Subject: [PATCH 146/162] Add a function to do internal validations of the
 bitmap, intended for testing (#493)

* Add a "validate" function, which verifies a bitmap

Verfies that assumptions which should always be true continue to hold:
e.g. containers are in sorted order, array/run containers contain strictly
increasing numbers, bitsets precomputed cardinality is correct, etc.
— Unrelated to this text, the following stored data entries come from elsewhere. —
PR #2483, opened 2026-03-12
Implement parameter minimization to SqlInjectionDetector

### LINKED ISSUE #2410: Add parameter minimization to sql_injection_detector/lfi_detector

imraflip:
Closes #2410 

This PR implements parameter minimization for generated SQLi PoCs.

Before the change, when SQL injection (error-based or time-based) was detected, the PoC URL contained the full injected parameter batch, which often made it unnecessarily long and noisy. After detection, the module now re-tests each parameter individually and keeps only those that independently reproduce the issue. If none of them works alone, it falls back to the original batch to avoid changing detection behavior.

The same minimization approach is applied in both query-parameter handling paths (URLs with existing parameters and URLs without them), so reported PoCs stay focused while preserving current detection logic.

The tests were updated accordingly to validate behavior.

### DIFF
--- a/artemis/modules/sql_injection_detector.py
+++ b/artemis/modules/sql_injection_detector.py
@@ -137,7 +137,8 @@ class SqlInjectionDetector(ArtemisBase):
     ) -> List[str]:
         """
         Try to find the minimal set of parameters that still triggers SQLi. Currently minimizes to single parameters only.
-        Falls back to original params if none work individually.
+        Falls back to original params if none work individually. When minimized parameters are found,
+        the result is capped to SQL_INJECTION_MINIMAL_PARAMS_MAX_LEN.
         """
         if minimization_mode == "error" and baseline_payload is None:
             raise ValueError("baseline_payload is required for error-based minimization")
@@ -175,14 +176,17 @@ class SqlInjectionDetector(ArtemisBase):
                 minimal_params.append(param)
 
         if minimal_params:
+            capped_minimal_params = minimal_params[
+                : Config.Modules.SqlInjectionDetector.SQL_INJECTION_MINIMAL_PARAMS_MAX_LEN
+            ]
             mode_label = "error-based" if minimization_mode == "error" else "time-based"
             self.log.info(
                 "SQLi %s parameter minimization: %s -> %s",
                 mode_label,
                 params,
-                minimal_params,
+                capped_minimal_params,
             )
-            return minimal_params
+            return capped_minimal_params
 
         # fallback if no single param triggers SQLi
         return params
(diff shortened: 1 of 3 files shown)


artemis/modules/sql_injection_detector.py
```diff
@@ -119,6 +119,81 @@ def contains_error(self, url: str, response: Optional[HTTPResponse]) -> str | No
                 return message
         return None
 
+    def minimize_parameters_error_based(
```
kadewu: Did you look into refactoring this: extracting the common part?
Those two methods looks similar (and similar to LFI one already implemented)

imraflip: Actually, I didn't think of it. When implementing the LFI, there was only one flow, so one method was enough, unlike in SQLi, which has error-based and time-based, so I split them
But sure, let me refactor and extract the common logic into one method to keep it clean ;)

imraflip: Hello, I just pushed a refactor that merges parameter minimization into one shared method to remove the duplicated logic. I also reran the tests, and everything is still passing as before

artemis/modules/sql_injection_detector.py
```diff
@@ -119,6 +119,74 @@ def contains_error(self, url: str, response: Optional[HTTPResponse]) -> str | No
...
+        baseline_payload: Optional[str] = None,
+    ) -> List[str]:
+        """
+        Try to find the minimal set of parameters that still triggers SQLi. Currently minimizes to single parameters only.
+        Falls back to original params if none work individually.
+        """
+        if minimization_mode == "error" and baseline_payload is None:
+            raise ValueError("baseline_payload is required for error-based minimization")
+
+        minimal_params: List[str] = []
```
kadewu, line 146: Actually there will be one more thing from me. After some consideration I believe it would be great to add a limit on how that list is long. The reason is that some entities will trigger for every parameter and we will end up with a long url again - which we wanted to reduce in first place. On other hand sending just want may be insufficient; entities may just try to fix that one param and we will end up ping-ponging.

So making a limit on how long the minimal set of parameter can be, would compromise.
I would suggest that this is configurable (`artemis/config.py`) , default to 5.

If you have any questions regarding that feel free to ask.

imraflip: I think I get what you mean. If we find vulnerable parameters like a, b, c, d, e, f, g, h, i, j, k, l, m, n, sending all 14 can still make the URL quite long, but sending only one param might not be enough. So with a configurable limit (default 5), we could send a, b, c, d, e as a middle ground. Is that correct?

kadewu: Yes, exactly.

imraflip: I’ve just pushed the update, you may review it again now ;)

PR #2485, opened 2026-03-13
add delay to @retry in test_simple to stabilize WordPress bruter test

vishnudathks:
Fixes part of #2465.
test_simple in test_wordpress_bruter.py already had @retry(tries=3) but with no delay, all three retries fired instantly — before the test-wordpress-easy-password Docker container had finished starting. Adding delay=10 gives the container 10 seconds between retries to become ready.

* Avoid overflow when validating runs which include UINT16_MAX

* Check if size GT allocation size

* Start checking array after the first item

* Correct a grammar
---
 include/roaring/containers/array.h      |  2 +
 include/roaring/containers/bitset.h     |  2 +
 include/roaring/containers/containers.h |  3 ++
 include/roaring/containers/run.h        |  2 +
 include/roaring/portability.h           |  8 +--
 include/roaring/roaring.h               | 10 ++++
 src/containers/array.c                  | 40 ++++++++++++++
 src/containers/bitset.c                 | 20 +++++++
 src/containers/containers.c             | 37 +++++++++++++
 src/containers/run.c                    | 48 +++++++++++++++++
 src/roaring.c                           | 70 +++++++++++++++++++++++++
 tests/test.h                            |  6 +++
 tests/toplevel_unit.c                   | 26 +++++++++
 13 files changed, 270 insertions(+), 4 deletions(-)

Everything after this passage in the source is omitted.